▶ _Problem details_: Examine the entries below, count the lines holding the string "Conduct", and respond with the number only.

----------------

PR #49, opened 2022-01-12
Set IDOM_DEBUG_MODE to settings.py:DEBUG

### LINKED ISSUE #29: Set IDOM_DEBUG_MODE to settings.py:DEBUG
### Old Behavior

`IDOM_DEBUG_MODE` needed to be manually set

### New Behavior

Automatically set it based on `settings.py:DEBUG`

### Implementation Details

`IDOM_DEBUG_MODE = django.conf.settings.DEBUG`

### Code of Conduct

- [X] I agree to follow the [Code of Conduct](https://github.com/idom-team/django-idom/blob/main/CODE_OF_CONDUCT.md).

Archmonger:
fix #29

### DIFF
--- a/src/django_idom/config.py
+++ b/src/django_idom/config.py
@@ -1,9 +1,11 @@
+import os
 from typing import Dict
 
 from django.conf import settings
 from django.core.cache import DEFAULT_CACHE_ALIAS
 from idom.core.proto import ComponentConstructor
 
+os.environ["IDOM_DEBUG_MODE"] = str(int(settings.DEBUG))
 
 IDOM_REGISTERED_COMPONENTS: Dict[str, ComponentConstructor] = {}
 
--- a/src/django_idom/config.py
+++ b/src/django_idom/config.py
@@ -5,6 +5,7 @@ from django.conf import settings
 from django.core.cache import DEFAULT_CACHE_ALIAS
 from idom.core.proto import ComponentConstructor
 
+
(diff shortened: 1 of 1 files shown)


rmorshea:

----------------

▶ _Result below_: 2